Aphidinea

Aphidinea

 

a superfamily of herbivorous insects of the order Homoptera. The body length ranges from 0.5 mm to 6 mm. Winged aphids have two pairs of identical wings with a sparse network of veins. The mouth parts include a sharp stylet used for sucking. Development involves incomplete metamorphosis. The body coverings are thin, often with a downy or a waxy coating. Aphids feed on the juices of conifers and angiospermous plants and sometimes of ferns. The stings of many species may produce deformed proliferations of plant tissues (galls) or lead to twisting, thickening, wrinkling, and bending of the plant, as well as impeded growth. Many species of aphids select a specific plant species as host, and even a specific part of the plant.

The order is divided into 12 families, which include approximately 2,500 species. Aphids are distributed mainly in temperate latitudes. In the tropics and in high latitudes they are rarer and have less diversity of species. More than 800 species are known in the USSR. The insects live in dense or scattered colonies, producing as many as 20 generations a year.

The life cycle of aphids is often complex. The insects may be parthenogenetic, ovoviviparous, or viviparous. The roles of males and females change from generation to generation, and in some species males are rare or absent. Many species have alternating winged and wingless generations. Certain aphids migrate from one plant, the primary host, to another plant, the summer host, in a manner similar to the change of hosts in parasites. Such heteroecious aphids usually winter on the primary host, where the fertilized females deposit their eggs. In the spring the eggs yield wingless stem-mothers that give birth to winged offspring. The winged females, which are called spring migrants, fly over to the summer host, where a succession of parthenogenetic generations develops. The dioecious individuals of both sexes that are then born fly over to a plant of the same species as the primary host.

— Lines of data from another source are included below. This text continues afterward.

PR #5141, opened 2022-10-28
rt: keep driver cfgs in driver.rs

carllerche:
This patch removes driver-related cfg_* macro calls from `scheduler` in
favor of keeping it in the driver module.


carllerche:
IMO the methods that delegate accessing the specific drivers are not worth keeping around. Reducing cfg_ macros is a better trade off.

LucioFranco (approved):

Noah-Kennedy (approved):

PR #5142, opened 2022-10-28
rt: remove rng_seed+mt test and update docs

carllerche:
While setting the random number generator seed with the multi-threaded
scheduler does result in deterministic behavior related to the random
number generator, threads still introduce non-determinism, making it
hard (impossible?) to test this. There also is little value in doing so.

This patch also updates the docs to remove mention of work-stealing.


hds (approved):
Thanks!

PR #5143, opened 2022-10-29
rt: add runtime::context to unify thread-locals

carllerche:
This patch is the first step towards unifying all the thread-local variables
spread out across Tokio. A new `Context` struct is added, which will be
used to replace the various thread-locals that exist today.

Initially, `Context` only holds the current runtime handle and the random
number generator. Future PRs will add other thread-local states.

A previous PR removed `runtime::context`. At that time,
`runtime::context` was used as an extra layer to access the various
runtime driver handles. This version of `runtime::context` serves a
different purpose (unifying all the thread-locals).

### DIFF
--- a/tokio/src/runtime/context.rs
+++ b/tokio/src/runtime/context.rs
@@ -46,7 +46,7 @@ cfg_rt! {
 
     /// Sets this [`Handle`] as the current active [`Handle`].
     ///
-    /// [`Handle`]: Handle
+    /// [`Handle`]: crate::runtime::scheduler::Handle
     pub(crate) fn try_enter(handle: &scheduler::Handle) -> Option<EnterGuard> {
         let rng_seed = handle.seed_generator().next_seed();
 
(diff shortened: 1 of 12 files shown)


tokio/src/runtime/context.rs
```diff
@@ -0,0 +1,72 @@
...
+
+struct Context {
+    /// Handle to the runtime scheduler running on the current thread.
+    #[cfg(feature = "rt")]
+    scheduler: RefCell<Option<scheduler::Handle>>,
+    rng: FastRand,
+}
+
+tokio_thread_local! {
+    static CONTEXT: Context = {
```
carllerche, line 16: Once all the thread-locals are unified here, I will consider bringing back `const` and avoiding the drop.

Darksonn (approved):

Noah-Kennedy (approved):

Noah-Kennedy:
@carllerche looks like some doc links broke.

notgull (approved):

PR #5150, opened 2022-10-31
tokio: fix function name in UdpSocket recv doc

schultetwin1:
In the "cancellation safety" section of the UdpSocket recv function,
"recv_from" is referenced when it should be "recv"


Darksonn (approved):
Thanks.

PR #5155, opened 2022-11-01
rt: rm coop::budget from `LocalSet::run_until`

carllerche:
The `LocalSet::run_until` future is just a "plain" future that should run on a runtime that already has a coop budget. In other words, the `run_until` future should not get its own budget but should inherit the calling task's budget. Getting this behavior is done by removing the call to `budget` in `run_until`.


Noah-Kennedy (approved):

hds (approved):

hawkw (approved):
this seems right to me

PR #5197, opened 2022-11-16
Remove libc types from external types allow list

jdisanti:
## Motivation

Exposure of the libc ID types was removed in #5191. This change removes them from the allow list
in the `cargo-check-external-types` config.


Darksonn (approved):
Thanks for reminding me of this.

PR #5231, opened 2022-11-24
rt: fix `*_closed` false positives

satakuma:
## Motivation

Readiness futures inconsistently return current readiness of a I/O resource, if it is immediately available, or all readiness relevant for the given `Interest`, if a future needs to wait. In particular, it always returns `read_closed` for `Interest::READABLE` and `write_closed` for `Interest::WRITABLE`, what often is not true. Tokio should not tolerate false positives for `*_closed` events because they are considered final states and are not cleared internally.

In case of a `io_resource.ready(Interest::READABLE | Interest::WRITABLE)` call, this behavior may also lead to false positives of other events.

## Solution

If a `Readiness` future is woken up by a new event, store the relevant readiness and return it later.
It pumps the `Waiter` and enclosing structs a bit (8 bytes on x86_64). If it's an issue, readiness can be packed into something smaller.

Closes: #5098

### DIFF
--- a/tokio/src/runtime/io/scheduled_io.rs
+++ b/tokio/src/runtime/io/scheduled_io.rs
@@ -511,14 +511,22 @@ cfg_io_readiness! {
                         drop(waiters);
                     }
                     State::Done => {
-                        let tick = TICK.unpack(scheduled_io.readiness.load(Acquire)) as u8;
-
                         // Safety: State::Done means it is no longer shared
                         let w = unsafe { &mut *waiter.get() };
 
+                        // Note: the returned tick might be newer then the event
+                        // which notified our waker. This is ok because the future
+                        // still didn't return `Poll::Ready`.
+                        let curr = scheduled_io.readiness.load(Acquire);
+                        let tick = TICK.unpack(curr) as u8;
+
+                        // Add more readiness which might have appeared in the meantime.
+                        let curr_ready = Ready::from_usize(READINESS.unpack(curr));
+                        let ready = w.ready | (curr_ready.intersection(w.interest));
+
                         return Poll::Ready(ReadyEvent {
                             tick,
-                            ready: w.ready,
+                            ready,
                         });
                     }
                 }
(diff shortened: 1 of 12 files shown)


Darksonn (approved):
Looks reasonable to me, but I would also like a review from Carl.

tokio/src/runtime/io/scheduled_io.rs
```diff
@@ -510,14 +511,22 @@ cfg_io_readiness! {
...
 
+                        // Note: the returned tick might be newer than the event
+                        // which notified our waker. This is ok because the future
+                        // still didn't return `Poll::Ready`.
+                        let curr = scheduled_io.readiness.load(Acquire);
+                        let tick = TICK.unpack(curr) as u8;
+
+                        // Add more readiness which might have appeared in the meantime.
+                        let curr_ready = Ready::from_usize(READINESS.unpack(curr));
+                        let ready = w.ready | (curr_ready.intersection(w.interest));
```
carllerche, line 525: If a readiness bit is not included in `curr_ready` then something else already cleared it. Including `w.ready` here would result in additional false positives & unnecessary I/O ops.

Based on discord, it sounds like you want to avoid empty readiness events, but that seems better to me than false positives. The caller would loop and wait again.

carllerche (changes requested):
Thanks for doing this. You are correct the current implementation is buggy. Most of this looks good. I left a comment inline.

satakuma:
@carllerche I applied your suggestion to return the current readiness.

I also updated the docs of every `ready` method to mention false-positives and empty events. My motivation is that empty `Ready` events were not really possible before this change. As far as I can tell from the docs, there is no explicit guarantee about no empty return values, but I can still imagine a program logic which would assume that at least one of the requested state is set. For example, code which would deduce that if `!io.ready(Interest::READABLE).await?.is_readable()`, then the read must be closed. For that reason I think an explicit mention in the docs will be helpful.

PR #5856, opened 2023-07-09
example: use copy_bidirectional in proxy.rs

kiron1:
## Motivation

The `examples/proxy.rs` was created before `copy_bidirectional` https://github.com/tokio-rs/tokio/pull/3572 was added to tokio. In https://github.com/tokio-rs/tokio/pull/2590 the proxy example was updated to close pending connections. By reusing the `copy_bidirectional` the example can be simplified.

## Solution

Reuse [`copy_bidirectional`](https://docs.rs/tokio/latest/tokio/io/fn.copy_bidirectional.html) in example.

### DIFF
--- a/examples/proxy.rs
+++ b/examples/proxy.rs
@@ -22,8 +22,7 @@
 
 #![warn(rust_2018_idioms)]
 
-use tokio::io;
-use tokio::io::AsyncWriteExt;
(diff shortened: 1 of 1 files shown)


Darksonn (approved):
Thanks.

PR #5868, opened 2023-07-14
Add cooperative UCred impl for espidf and other process-less OSes

jasta:
## Motivation

espidf fails to compile due to missing get_peer_cred APIs.  Since there are no processes (it runs FreeRTOS), we can just
pretend everything runs as root.

## Solution

Dummy implementation keeps existing code happy and isn't technically wrong since it would show all UNIX domain sockets as being owned by the same user.


Darksonn (approved):
Thanks.

PR #5870, opened 2023-07-16
docs: BytesMut::with_capacity does not guarantee exact capacity

mahkoh:
## Motivation

The documentation implies that BytesMut::with_capacity can be used in protocols that need to read exact numbers of bytes (and where read_exact is too inefficient.) This is incorrect as described in the commit message.

## Solution

Adjust the documentation.


carllerche (approved):
Nice, thanks.

PR #5881, opened 2023-07-18
poll: Do not clear readiness on short read/writes.

jasta:
## Motivation

The new mio_unsupported_force_poll_poll behaviour works the same as Windows (using level-triggered APIs to mimic edge-triggered ones) and it depends on intercepting an EAGAIN result to start polling the fd again.  Without this change, short reads don't reregister with the poll Selector and it causes the socket to stall in a read async call forever.

## Solution

Per #5866, going with the simplest solution of just adding another `cfg!` check alongside the Windows one.

### DIFF
--- a/tokio/src/io/poll_evented.rs
+++ b/tokio/src/io/poll_evented.rs
@@ -165,7 +165,9 @@ feature! {
                 match self.io.as_ref().unwrap().read(b) {
                     Ok(n) => {
                         // if we read a partially full buffer, this is sufficient on unix to show
-                        // that the socket buffer has been drained
+                        // that the socket buffer has been drained.  Unfortunately this assumption
+                        // fails for level-triggered selectors (like on Windows or poll even for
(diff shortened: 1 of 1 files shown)


tokio/src/io/poll_evented.rs
```diff
@@ -166,7 +166,7 @@ feature! {
                     Ok(n) => {
                         // if we read a partially full buffer, this is sufficient on unix to show
                         // that the socket buffer has been drained
-                        if n > 0 && (!cfg!(windows) && n < len) {
+                        if n > 0 && (!cfg!(windows) && !cfg!(mio_unsupported_force_poll_poll) && n < len) {
```
Noah-Kennedy, line 169: You should add some inline comments to these files explaining why that cfg is there.

Noah-Kennedy (changes requested):
Add some comments inline so folks don't get confused in the future, then I think we're good.

Noah-Kennedy (approved):
Looks good.

PR #5891, opened 2023-07-28
Fix clippy warnings

NobodyXu:
## Motivation

There are a few clippy warnings to fix.

## Solution

Fix them and it also simplifies the code a bit.


Darksonn (approved):
Thanks.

In some species of heteroecious aphids, the species of the primary host disappeared during the glacial period, and the insects were preserved only on the summer hosts. In the primary hosts, aphids mainly feed on the above-ground parts of the plants, while in the summer hosts they often also feed on the roots.

Many aphids are serious pests of cultivated plants, for example, the melon, pea, and cabbage aphids, plant lice (Phylloxeridae), rosy and wooly apple aphids, and the sugar beet root aphid, green peach aphid, snowball aphid, and English grain aphid. On the other hand, the galls formed by the insects on pistachio and sumac yield valuable dyes and tannins. A sugary liquid secreted by aphids and called honeydew is consumed as food by ants, which protect the aphids. There are myrmecophilous aphids that live in ants’ nests. The honeydew is also gathered by bees.

REFERENCES

Mordvilko, A. K. Aphidodea, fases. 1–2. Petrograd, 1914–19. (Fauna Rossii i sopredel’nykh stran, vol. 1.)
Mordvilko, A. K. “Aphidodea—tli, ili rastitel’nye vshi.” In Opredelitel’ nasekomykh Evropeiskoi chasti SSSR. Moscow-Leningrad, 1948.
Börner, K. Europae centralis Aphides: Die Blattläuse Mitteleuropas, fases. 1–2. Weimar, 1952.